After a week of post-flood building work at home, we were keen to enjoy the January sunshine on Saturday, so we took a picnic to the coast ...
We woke yesterday to temperatures of -5 degrees centigrade, but Saturday was not quite so cold. The light was good and the path by the sea on Dunwich Heath was ablaze with gorse.
There were very few people on the beach.
You can just see the town of Southwold in the distance.
The shadows lengthened and the light didn't last for long.
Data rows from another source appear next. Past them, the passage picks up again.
PR #78, opened 2023-04-05
feat: Implement member public key create and delete routes

### LINKED ISSUE #7: Create member key creation and deletion endpoints
- Key creation time must be stored for auditing purposes, but the last update time should not be stored. See this example: https://github.com/relaycorp/awala-keystore-cloud-js/blob/6b1499e5f76d5d9081177743028cc25f6afb54b7/src/lib/gcp/models/GcpSessionKey.ts#L4 (note that `creationDate` is set explicitly on line 10)
- The public key MUST use the RSA algorithm with a modulus of at least 2048 bit.

---

Heads up: Here's how you can generate public keys to use in the tests (I haven't tested it):

```ts
import { generateKeyPair } from 'node:crypto';
import { promisify } from 'node:util';

const generateKeyPairAsync = promisify(generateKeyPair);

const { publicKey } = await generateKeyPairAsync('rsa-pss', {
  modulusLength: 2048,
  publicKeyEncoding: {type: 'spki', format: 'der'},
});
```

This is an expensive operation, so best to reuse the same valid key across tests.

Here's some examples of invalid keys (for the tests where we check invalid keys are refused):

```ts
// Invalid modulus
await generateKeyPairAsync('rsa-pss', {
  modulusLength: 2047,
  publicKeyEncoding: {type: 'spki', format: 'der'},
});

// Invalid algorithm
await generateKeyPairAsync('dsa', {
  modulusLength: 2048,
  publicKeyEncoding: {type: 'spki', format: 'der'},
});
```

levansuper:
fixes #7


src/services/routes/memberPublicKey.routes.ts
```diff
@@ -0,0 +1,111 @@
+import type { RouteOptions } from 'fastify';
+
+import { HTTP_STATUS_CODES } from '../http.js';
+import type { PluginDone } from '../types/PluginDone.js';
+import type { FastifyTypedInstance } from '../fastify.js';
+import { MemberPublicKeyProblemType } from '../../businessLogic/memberPublicKey/MemberPublicKeyProblemType.js';
```
levansuper, line 6: Maybe we need to rename things?

src/services/schema/memberPublicKey.schema.ts
```diff
@@ -0,0 +1,14 @@
+import type { FromSchema } from 'json-schema-to-ts';
+
+export const MEMBER_PUBLIC_KEY_SCHEMA = {
+  type: 'object',
+
+  properties: {
+    publicKey: { type: 'string' },
```
gnarea, line 7: I just came across https://json-schema.org/understanding-json-schema/reference/non_json_data.html. 

If our dependency supports it, it'd give us a base64-decoded `Buffer`. But it may not support it because it's a relatively new feature in JSON Schema.

It may be worth trying:

```
publicKey: { type: 'string', contentEncoding: "base64" },
```

or,

```
publicKey: { type: 'string', contentEncoding: "base64", contentMediaType: "application/vnd.etsi.tsl.der" },
```

src/testUtils/publicKeyGenerator.ts
```diff
@@ -0,0 +1,16 @@
+import { generateKeyPair } from 'node:crypto';
+import { promisify } from 'node:util';
+
+const generateKeyPairAsync = promisify(generateKeyPair);
+export const generatePublicKey = async () => {
```
gnarea, line 5: FYI, I ended up implementing something equivalent in #76 (`generateKeyPair()`), which I think we should use instead: it also outputs a private key, which we'll need in some cases.

src/memberPublicKey.spec.ts
```diff
@@ -0,0 +1,211 @@
...
+          publicKey: publicKey.toString('base64'),
+          oid: TEST_OID,
+        },
+        serviceOptions,
+      );
+
+      requireSuccessfulResult(memberPublicKey);
+      const dbResult = await memberPublicKeyModel.findById(memberPublicKey.result.id);
+      expect(dbResult?.memberId).toStrictEqual(MEMBER_MONGO_ID);
+      expect(dbResult?.publicKey.toString('base64')).toStrictEqual(publicKey.toString('base64'));
```
gnarea, line 58: We should also check the service OID.

src/memberPublicKey.spec.ts
```diff
@@ -0,0 +1,211 @@
...
+      existingConnection: connection,
+    });
+  });
+
+  describe('createMemberPublicKey', () => {
+    test('Member public key should be created', async () => {
+      const memberPublicKey = await createMemberPublicKey(
+        MEMBER_MONGO_ID,
+        {
+          publicKey: publicKey.toString('base64'),
```
gnarea, line 49: We're doing this in a few tests, so I think we should just have a constant for it.

src/memberPublicKey.spec.ts
```diff
@@ -0,0 +1,211 @@
...
+      });
+
+      const result = await deleteMemberPublicKey(PUBLIC_KEY_ID, serviceOptions);
+
+      requireSuccessfulResult(result);
+      const dbResult = await memberPublicKeyModel.findById(memberPublicKey.id);
+      expect(dbResult).not.toBeNull();
+    });
+
+    test('Record deletion errors should be propagated', async () => {
```
gnarea, line 201: We don't need this test here: We only need it in functions that could failed due to duplicated records (e.g., `createOrg()`).

src/memberPublicKey.spec.ts
```diff
@@ -0,0 +1,211 @@
...
+        publicKey,
+      });
+
+      const result = await getMemberPublicKey(invalidMemberKeyId, MEMBER_MONGO_ID, serviceOptions);
+
+      requireFailureResult(result);
+      expect(result.reason).toBe(MemberPublicKeyProblemType.PUBLIC_KEY_NOT_FOUND);
+    });
+
+    test('Record Find errors should be propagated', async () => {
```
gnarea, line 149: We don't need this test here: We only need it in functions that could failed due to duplicated records (e.g., `createOrg()`).

src/memberPublicKey.spec.ts
```diff
@@ -0,0 +1,211 @@
...
+          oid: TEST_OID,
+        },
+        serviceOptions,
+      );
+
+      requireFailureResult(memberPublicKey);
+      expect(memberPublicKey.reason).toBe(MemberPublicKeyProblemType.MALFORMED_PUBLIC_KEY);
+    });
+
+    test('Record creation errors should be propagated', async () => {
```
gnarea, line 80: We don't need this test here: We only need it in functions that could failed due to duplicated records (e.g., `createOrg()`).

src/services/routes/memberPublicKey.routes.ts
```diff
@@ -0,0 +1,119 @@
...
+  required: ['orgName', 'memberId'],
+} as const;
+
+const MEMBER_PUBLIC_KEY_PARAMS = {
+  type: 'object',
+
+  properties: {
+    orgName: { type: 'string' },
+    memberId: { type: 'string' },
+    memberPrivateKey: { type: 'string' },
```
gnarea, line 39: `memberPublicKeyId`

src/services/routes/memberPublicKey.routes.spec.ts
```diff
@@ -0,0 +1,159 @@
...
+        payload,
+      });
+
+      expect(response).toHaveProperty('statusCode', HTTP_STATUS_CODES.BAD_REQUEST);
+      expect(response.json()).toStrictEqual({
+        type: MemberPublicKeyProblemType.MALFORMED_PUBLIC_KEY,
+      });
+    });
+
+    test('Malformed oid should be refused', async () => {
```
gnarea, line 97: "OID", all caps, please. Applies to all acronyms.

src/services/routes/memberPublicKey.routes.spec.ts
```diff
@@ -0,0 +1,159 @@
...
+        },
+      });
+
+      const response = await serverInstance.inject({
+        ...injectionOptions,
+        payload,
+      });
+
+      expect(response).toHaveProperty('statusCode', HTTP_STATUS_CODES.OK);
+      expect(response.headers['content-type']).toStartWith('application/json');
```
gnarea, line 71: This is superfluous when we're already doing `response.json()`

src/memberPublicKey.spec.ts
```diff
@@ -0,0 +1,211 @@
...
+      );
+
+      requireSuccessfulResult(result);
+      expect(result.result).toMatchObject({
+        oid: TEST_OID,
+        publicKey: publicKey.toString('base64'),
+      });
+    });
+
+    test('Non existent id should return non existing error', async () => {
```
gnarea, line 121: "Existent" seems to be grammatically correct, but most of our tests, including new tests in this PR, use "existing", so I think we should stick to it for consistency.

gnarea (changes requested):

src/models/MemberPublicKey.model.ts
```diff
@@ -0,0 +1,12 @@
+import { prop } from '@typegoose/typegoose';
+
+export class MemberPublicKeyModelSchema {
```
gnarea, line 3: This isn't storing the creation date as required in #7. This is important for auditing purposes.

src/services/schema/memberPublicKey.schema.ts
levansuper: Tried and none of this ensures a valid base64 string
```
{ type: 'string', "contentEncoding": "base64",}

{ 
  type: 'string',
     "media": {
        "binaryEncoding": "base64",
      }
}
```

gnarea: The following isn't correct according to the URL above:

```
{ 
  type: 'string',
     "media": {
        "binaryEncoding": "base64",
      }
}
```

levansuper: Found that on stack overflow. Might be an old version

src/memberPublicKey.spec.ts
gnarea: In `createOrg()` we need two tests indeed because there are two code branches in the `catch` block: the error may or may not be caused by a duplicated record.

But this test doesn't check any branch, because there's no branch to test. There's no `catch`.

levansuper: in that case, there are a lot of places where we can remove this. Shall we remove it?

gnarea: Yes, please. I must've missed those in the reviews.

src/memberPublicKey.spec.ts
```diff
@@ -43,32 +47,37 @@ describe('member public key', () => {
...
+      expect(dbResult!.memberId).toStrictEqual(MEMBER_MONGO_ID);
+      expect(dbResult!.serviceOid).toStrictEqual(TEST_SERVICE_OID);
+      expect(dbResult!.publicKey.toString('base64')).toStrictEqual(publicKeyBase64);
+      expect(dbResult!.creationDate).toBeBetween(commandRunTime, new Date());
       expect(mockLogging.logs).toContainEqual(
         partialPinoLog('info', 'Member public key created', {
           id: memberPublicKey.result.id,
         }),
       );
+      jest.useRealTimers();
```
gnarea, line 72: This doesn't have any effect unless you call `jest.useFakeTimers()` beforehand.

gnarea (changes requested):

src/services/schema/memberPublicKey.schema.ts
gnarea: But did you try the second example in my first comment?

gnarea (approved):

The picture below shows the beach at the edge of the RSPB Minsmere reserve (I rather enjoyed the reserve's Epiphany blog post here).
I am always in my element when there are waves to watch...
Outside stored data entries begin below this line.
Issue #84, opened 2023-04-08
Implement authorisation in existing endpoints


gnarea:
As per the README.

The healthcheck, which isn't part of the RESTful API documented in the README, should continue to support anonymous requests.

PR #89, opened 2023-04-10
refactor: Nest routes and merge `configureFastify()` into `makeServer()`

gnarea:
This is groundwork for #84, as we need to use [Fastify encapsulation](https://www.fastify.io/docs/latest/Reference/Encapsulation/) to enforce authz.

Note that I also had to merge `configureFastify()` into `makeServer()` as we'll also need to more control over plugins (their execution order and the parameters we pass to them). It never really make sense to separate the two in the first place (I copied them from another project where we have multiple servers, so it makes sense there).


src/services/routes/org.routes.ts
```diff
@@ -162,5 +161,5 @@ export default function registerRoutes(
     },
   });
 
-  done();
+  await fastify.register(memberRoutes, { ...opts, prefix: '/orgs/:orgName/members' });
```
levansuper, line 164: I suggest having a dedicated file for the route prefixes. this way it would be way easier to control the prefixes and check errors in case we have any
For example 
```
const ORG_PREFIX = "/orgs"
const MEMBER_PREFIX = "/orgs/:orgName/members"
```

src/services/routes/member.routes.ts
```diff
@@ -185,5 +184,5 @@ export default function registerRoutes(
     },
   });
 
-  done();
+  await fastify.register(memberPublicKeyRoutes, { ...opts, prefix: '/:memberId/public-keys' });
```
levansuper, line 187: Not completely happy with the way this looks. Maybe we could change this a bit and create some kind of chain function that returns the fastify instance. and then we could construct the paths in one place

would look something like this
```
const orgFastify = registerOrgRoutes(fastifyInstance, opts);
const memberFastify = registerMemberRoutes(orgFastify, opts, prefix: '/:memberId/public-keys');
registerPublicKeyRoutes(memberFastify, opts, prefix: 'public-keys');
registerMemberTokenRoutes(memberFastify, opts, prefix: 'public-keys');
```

levansuper (changes requested):
I don't really like the way we are registering the routes in the different files not completely related to them.
example: 

in org we are registering the member routes

src/services/routes/org.routes.ts
gnarea: > this way it would be way easier to control the prefixes and check errors in case we have any

Can you please elaborate on that?

Unless I made a mistake somewhere, those values are only ever used once, so moving them to a separate file adds complexity and I'm not sure I see the benefit(s).

src/services/routes/member.routes.ts
gnarea: > Not completely happy with the way this looks

I think I understand the alternative you're suggesting, but can you please elaborate on what you don't like? I don't know what problem we're trying to solve.

As for the alternative itself, correct me if I'm wrong, but we'd be creating a bunch of functions that would only ever be called once, only to wrap one-liners like this? It feels overly complicated.

gnarea:
> I don't really like the way we are registering the routes in the different files not completely related to them.

I totally agree with you, but as far as I know Fastify doesn't offer another way to do this.

src/services/server.ts
```diff
@@ -1,31 +1,53 @@
...
  *
  * This function doesn't call .listen() so we can use .inject() for testing purposes.
  */
-export async function makeServer(logger?: Logger): Promise<FastifyInstance> {
-  return configureFastify(
-    [fastifyMongoose, fastifyRoutes, notFoundHandler, ...ROUTES],
-    undefined,
-    logger,
-  );
+export async function makeServer(customLogger?: Logger): Promise<FastifyInstance> {
```
levansuper, line 51: Do we need the logger as a parameter in this function?

levansuper (commented):
I think everything is fine just one quesiton.

src/services/server.ts
gnarea: We do, when we need to check the logs in the unit tests

levansuper (approved):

I had read on the Cabinet of Curiosities blog that there are Earthstars about at the moment, and since we had once seen some here, we had a good look around ... but failed to find any this time.
There is a lot of coastal erosion in this part of the world. The photo below shows one very small bit of it.
We kept a sharp eye out for deer, and indeed saw their hoof prints in the the sand, but they remained elusive. Gold (gorse), bronze (bracken) and silver (birch bark) were the predominant colours on the landward side. The photo below shows one of two toadstools I came across. I wonder how long it will be before a hungry rodent discovers them.
There are a few evergreen conifers on the heath ...
... but the brightest green belonged to this clump of moss.
It was good to get out and sniff the sea. I hope there may be more signs of spring next time; but, of course, (despite the spring Snowdrop and Crocus flowers in my previous post) we are still officially in the heart of the UK winter.
I mentioned the chilly night time temperatures. Well, I woke early this morning on account of the cold, and couldn't resist a peep at the eclipsed 'super blood wolf moon'. My little camera just about delivered a record shot, as you see below. David took a couple of pictures on the small Canon, which I hope may be a bit better. Meanwhile, there are some wonderful photographs here of this remarkable natural phenomenon.